> _Goal of the exercise_
Write out every line of the data below exactly as given.
....
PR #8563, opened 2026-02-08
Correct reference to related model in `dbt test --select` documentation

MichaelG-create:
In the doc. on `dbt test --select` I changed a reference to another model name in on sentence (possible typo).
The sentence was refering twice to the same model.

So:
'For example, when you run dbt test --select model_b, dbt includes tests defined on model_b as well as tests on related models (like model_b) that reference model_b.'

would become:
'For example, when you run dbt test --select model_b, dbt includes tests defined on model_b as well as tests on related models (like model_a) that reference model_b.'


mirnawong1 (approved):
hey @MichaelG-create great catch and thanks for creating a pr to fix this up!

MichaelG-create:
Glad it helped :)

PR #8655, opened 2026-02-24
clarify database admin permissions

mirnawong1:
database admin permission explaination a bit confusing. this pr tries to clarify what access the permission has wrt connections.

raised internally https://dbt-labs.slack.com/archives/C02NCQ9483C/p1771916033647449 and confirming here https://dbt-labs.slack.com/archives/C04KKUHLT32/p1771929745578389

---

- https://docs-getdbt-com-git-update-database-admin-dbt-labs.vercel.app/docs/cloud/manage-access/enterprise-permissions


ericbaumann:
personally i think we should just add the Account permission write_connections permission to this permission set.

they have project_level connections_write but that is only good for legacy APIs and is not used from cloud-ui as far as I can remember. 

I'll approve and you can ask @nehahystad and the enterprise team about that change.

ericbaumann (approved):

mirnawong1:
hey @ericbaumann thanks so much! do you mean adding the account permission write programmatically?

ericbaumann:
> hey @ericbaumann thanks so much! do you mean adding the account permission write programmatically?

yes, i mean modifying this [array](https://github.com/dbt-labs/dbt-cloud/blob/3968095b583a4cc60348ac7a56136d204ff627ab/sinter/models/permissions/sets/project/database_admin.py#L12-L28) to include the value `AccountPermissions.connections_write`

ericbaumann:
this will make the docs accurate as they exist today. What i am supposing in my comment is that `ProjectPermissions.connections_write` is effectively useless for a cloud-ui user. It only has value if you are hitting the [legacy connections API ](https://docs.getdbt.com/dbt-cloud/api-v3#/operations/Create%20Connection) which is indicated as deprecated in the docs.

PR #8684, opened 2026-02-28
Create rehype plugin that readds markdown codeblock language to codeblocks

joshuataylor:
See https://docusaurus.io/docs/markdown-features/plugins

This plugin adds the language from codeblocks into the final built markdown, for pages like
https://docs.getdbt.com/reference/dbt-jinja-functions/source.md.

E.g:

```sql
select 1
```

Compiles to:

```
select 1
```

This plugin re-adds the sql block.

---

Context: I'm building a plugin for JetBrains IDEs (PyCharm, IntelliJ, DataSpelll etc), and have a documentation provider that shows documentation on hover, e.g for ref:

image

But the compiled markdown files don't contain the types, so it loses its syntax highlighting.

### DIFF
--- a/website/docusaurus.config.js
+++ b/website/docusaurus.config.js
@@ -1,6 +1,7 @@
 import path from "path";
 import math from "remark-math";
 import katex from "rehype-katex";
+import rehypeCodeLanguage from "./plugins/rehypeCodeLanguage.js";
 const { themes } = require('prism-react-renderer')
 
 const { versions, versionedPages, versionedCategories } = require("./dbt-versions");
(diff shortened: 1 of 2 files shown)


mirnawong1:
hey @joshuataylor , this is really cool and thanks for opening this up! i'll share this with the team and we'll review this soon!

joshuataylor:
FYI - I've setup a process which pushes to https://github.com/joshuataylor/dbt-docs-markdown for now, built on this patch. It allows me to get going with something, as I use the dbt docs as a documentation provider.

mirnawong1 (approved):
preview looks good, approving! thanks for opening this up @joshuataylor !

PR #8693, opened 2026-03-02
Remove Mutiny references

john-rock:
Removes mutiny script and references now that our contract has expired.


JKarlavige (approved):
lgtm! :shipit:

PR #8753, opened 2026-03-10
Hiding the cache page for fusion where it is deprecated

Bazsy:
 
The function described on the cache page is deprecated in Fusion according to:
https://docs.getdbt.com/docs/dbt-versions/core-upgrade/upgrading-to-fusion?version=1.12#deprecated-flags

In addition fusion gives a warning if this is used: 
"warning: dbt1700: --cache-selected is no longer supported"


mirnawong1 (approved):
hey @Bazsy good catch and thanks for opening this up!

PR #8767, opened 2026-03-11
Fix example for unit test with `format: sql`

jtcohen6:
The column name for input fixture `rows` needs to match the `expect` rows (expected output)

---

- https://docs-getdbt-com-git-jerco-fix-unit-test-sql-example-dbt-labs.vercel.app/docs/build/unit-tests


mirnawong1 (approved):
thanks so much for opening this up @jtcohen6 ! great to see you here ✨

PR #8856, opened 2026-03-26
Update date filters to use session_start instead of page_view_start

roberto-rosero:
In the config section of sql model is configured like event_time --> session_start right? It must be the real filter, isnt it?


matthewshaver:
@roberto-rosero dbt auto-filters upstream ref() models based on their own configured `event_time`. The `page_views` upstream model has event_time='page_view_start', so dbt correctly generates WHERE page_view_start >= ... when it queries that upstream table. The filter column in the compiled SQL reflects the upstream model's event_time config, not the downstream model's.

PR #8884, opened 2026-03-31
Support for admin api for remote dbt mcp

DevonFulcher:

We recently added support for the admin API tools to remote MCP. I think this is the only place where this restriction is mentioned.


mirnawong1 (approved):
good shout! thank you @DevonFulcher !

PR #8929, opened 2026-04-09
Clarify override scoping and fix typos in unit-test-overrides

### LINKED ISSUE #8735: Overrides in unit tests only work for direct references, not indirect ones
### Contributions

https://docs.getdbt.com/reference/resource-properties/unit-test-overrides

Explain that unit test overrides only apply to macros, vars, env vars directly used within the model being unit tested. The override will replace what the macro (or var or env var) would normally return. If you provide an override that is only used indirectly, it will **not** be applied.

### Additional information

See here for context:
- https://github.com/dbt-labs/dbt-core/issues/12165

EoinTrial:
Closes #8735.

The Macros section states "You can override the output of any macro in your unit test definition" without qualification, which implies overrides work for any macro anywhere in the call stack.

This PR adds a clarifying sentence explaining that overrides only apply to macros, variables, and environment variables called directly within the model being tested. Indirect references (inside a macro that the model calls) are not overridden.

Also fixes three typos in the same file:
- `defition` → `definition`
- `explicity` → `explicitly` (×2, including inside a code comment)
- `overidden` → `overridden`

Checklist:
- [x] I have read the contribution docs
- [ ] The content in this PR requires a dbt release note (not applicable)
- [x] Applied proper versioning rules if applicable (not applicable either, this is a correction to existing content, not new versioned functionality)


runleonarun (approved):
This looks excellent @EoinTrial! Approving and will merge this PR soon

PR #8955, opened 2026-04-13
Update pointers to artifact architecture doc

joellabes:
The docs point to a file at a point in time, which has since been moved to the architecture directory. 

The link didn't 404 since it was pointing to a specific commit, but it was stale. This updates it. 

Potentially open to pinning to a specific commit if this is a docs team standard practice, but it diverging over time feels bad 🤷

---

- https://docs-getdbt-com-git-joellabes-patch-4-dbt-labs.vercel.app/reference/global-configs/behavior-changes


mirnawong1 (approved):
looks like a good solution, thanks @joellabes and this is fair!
....
> _Exercise solution_
PR #8563, opened 2026-02-08
Correct reference to related model in `dbt test --select` documentation

MichaelG-create:
In the doc. on `dbt test --select` I changed a reference to another model name in on sentence (possible typo).
The sentence was refering twice to the same model.

So:
'For example, when you run dbt test --select model_b, dbt includes tests defined on model_b as well as tests on related models (like model_b) that reference model_b.'

would become:
'For example, when you run dbt test --select model_b, dbt includes tests defined on model_b as well as tests on related models (like model_a) that reference model_b.'


mirnawong1 (approved):
hey @MichaelG-create great catch and thanks for creating a pr to fix this up!

MichaelG-create:
Glad it helped :)

PR #8655, opened 2026-02-24
clarify database admin permissions

mirnawong1:
database admin permission explaination a bit confusing. this pr tries to clarify what access the permission has wrt connections.

raised internally https://dbt-labs.slack.com/archives/C02NCQ9483C/p1771916033647449 and confirming here https://dbt-labs.slack.com/archives/C04KKUHLT32/p1771929745578389

---

- https://docs-getdbt-com-git-update-database-admin-dbt-labs.vercel.app/docs/cloud/manage-access/enterprise-permissions


ericbaumann:
personally i think we should just add the Account permission write_connections permission to this permission set.

they have project_level connections_write but that is only good for legacy APIs and is not used from cloud-ui as far as I can remember. 

I'll approve and you can ask @nehahystad and the enterprise team about that change.

ericbaumann (approved):

mirnawong1:
hey @ericbaumann thanks so much! do you mean adding the account permission write programmatically?

ericbaumann:
> hey @ericbaumann thanks so much! do you mean adding the account permission write programmatically?

yes, i mean modifying this [array](https://github.com/dbt-labs/dbt-cloud/blob/3968095b583a4cc60348ac7a56136d204ff627ab/sinter/models/permissions/sets/project/database_admin.py#L12-L28) to include the value `AccountPermissions.connections_write`

ericbaumann:
this will make the docs accurate as they exist today. What i am supposing in my comment is that `ProjectPermissions.connections_write` is effectively useless for a cloud-ui user. It only has value if you are hitting the [legacy connections API ](https://docs.getdbt.com/dbt-cloud/api-v3#/operations/Create%20Connection) which is indicated as deprecated in the docs.

PR #8684, opened 2026-02-28
Create rehype plugin that readds markdown codeblock language to codeblocks

joshuataylor:
See https://docusaurus.io/docs/markdown-features/plugins

This plugin adds the language from codeblocks into the final built markdown, for pages like
https://docs.getdbt.com/reference/dbt-jinja-functions/source.md.

E.g:

```sql
select 1
```

Compiles to:

```
select 1
```

This plugin re-adds the sql block.

---

Context: I'm building a plugin for JetBrains IDEs (PyCharm, IntelliJ, DataSpelll etc), and have a documentation provider that shows documentation on hover, e.g for ref:

image

But the compiled markdown files don't contain the types, so it loses its syntax highlighting.

### DIFF
--- a/website/docusaurus.config.js
+++ b/website/docusaurus.config.js
@@ -1,6 +1,7 @@
 import path from "path";
 import math from "remark-math";
 import katex from "rehype-katex";
+import rehypeCodeLanguage from "./plugins/rehypeCodeLanguage.js";
 const { themes } = require('prism-react-renderer')
 
 const { versions, versionedPages, versionedCategories } = require("./dbt-versions");
(diff shortened: 1 of 2 files shown)


mirnawong1:
hey @joshuataylor , this is really cool and thanks for opening this up! i'll share this with the team and we'll review this soon!

joshuataylor:
FYI - I've setup a process which pushes to https://github.com/joshuataylor/dbt-docs-markdown for now, built on this patch. It allows me to get going with something, as I use the dbt docs as a documentation provider.

mirnawong1 (approved):
preview looks good, approving! thanks for opening this up @joshuataylor !

PR #8693, opened 2026-03-02
Remove Mutiny references

john-rock:
Removes mutiny script and references now that our contract has expired.


JKarlavige (approved):
lgtm! :shipit:

PR #8753, opened 2026-03-10
Hiding the cache page for fusion where it is deprecated

Bazsy:
 
The function described on the cache page is deprecated in Fusion according to:
https://docs.getdbt.com/docs/dbt-versions/core-upgrade/upgrading-to-fusion?version=1.12#deprecated-flags

In addition fusion gives a warning if this is used: 
"warning: dbt1700: --cache-selected is no longer supported"


mirnawong1 (approved):
hey @Bazsy good catch and thanks for opening this up!

PR #8767, opened 2026-03-11
Fix example for unit test with `format: sql`

jtcohen6:
The column name for input fixture `rows` needs to match the `expect` rows (expected output)

---

- https://docs-getdbt-com-git-jerco-fix-unit-test-sql-example-dbt-labs.vercel.app/docs/build/unit-tests


mirnawong1 (approved):
thanks so much for opening this up @jtcohen6 ! great to see you here ✨

PR #8856, opened 2026-03-26
Update date filters to use session_start instead of page_view_start

roberto-rosero:
In the config section of sql model is configured like event_time --> session_start right? It must be the real filter, isnt it?


matthewshaver:
@roberto-rosero dbt auto-filters upstream ref() models based on their own configured `event_time`. The `page_views` upstream model has event_time='page_view_start', so dbt correctly generates WHERE page_view_start >= ... when it queries that upstream table. The filter column in the compiled SQL reflects the upstream model's event_time config, not the downstream model's.

PR #8884, opened 2026-03-31
Support for admin api for remote dbt mcp

DevonFulcher:

We recently added support for the admin API tools to remote MCP. I think this is the only place where this restriction is mentioned.


mirnawong1 (approved):
good shout! thank you @DevonFulcher !

PR #8929, opened 2026-04-09
Clarify override scoping and fix typos in unit-test-overrides

### LINKED ISSUE #8735: Overrides in unit tests only work for direct references, not indirect ones
### Contributions

https://docs.getdbt.com/reference/resource-properties/unit-test-overrides

Explain that unit test overrides only apply to macros, vars, env vars directly used within the model being unit tested. The override will replace what the macro (or var or env var) would normally return. If you provide an override that is only used indirectly, it will **not** be applied.

### Additional information

See here for context:
- https://github.com/dbt-labs/dbt-core/issues/12165

EoinTrial:
Closes #8735.

The Macros section states "You can override the output of any macro in your unit test definition" without qualification, which implies overrides work for any macro anywhere in the call stack.

This PR adds a clarifying sentence explaining that overrides only apply to macros, variables, and environment variables called directly within the model being tested. Indirect references (inside a macro that the model calls) are not overridden.

Also fixes three typos in the same file:
- `defition` → `definition`
- `explicity` → `explicitly` (×2, including inside a code comment)
- `overidden` → `overridden`

Checklist:
- [x] I have read the contribution docs
- [ ] The content in this PR requires a dbt release note (not applicable)
- [x] Applied proper versioning rules if applicable (not applicable either, this is a correction to existing content, not new versioned functionality)


runleonarun (approved):
This looks excellent @EoinTrial! Approving and will merge this PR soon

PR #8955, opened 2026-04-13
Update pointers to artifact architecture doc

joellabes:
The docs point to a file at a point in time, which has since been moved to the architecture directory. 

The link didn't 404 since it was pointing to a specific commit, but it was stale. This updates it. 

Potentially open to pinning to a specific commit if this is a docs team standard practice, but it diverging over time feels bad 🤷

---

- https://docs-getdbt-com-git-joellabes-patch-4-dbt-labs.vercel.app/reference/global-configs/behavior-changes


mirnawong1 (approved):
looks like a good solution, thanks @joellabes and this is fair!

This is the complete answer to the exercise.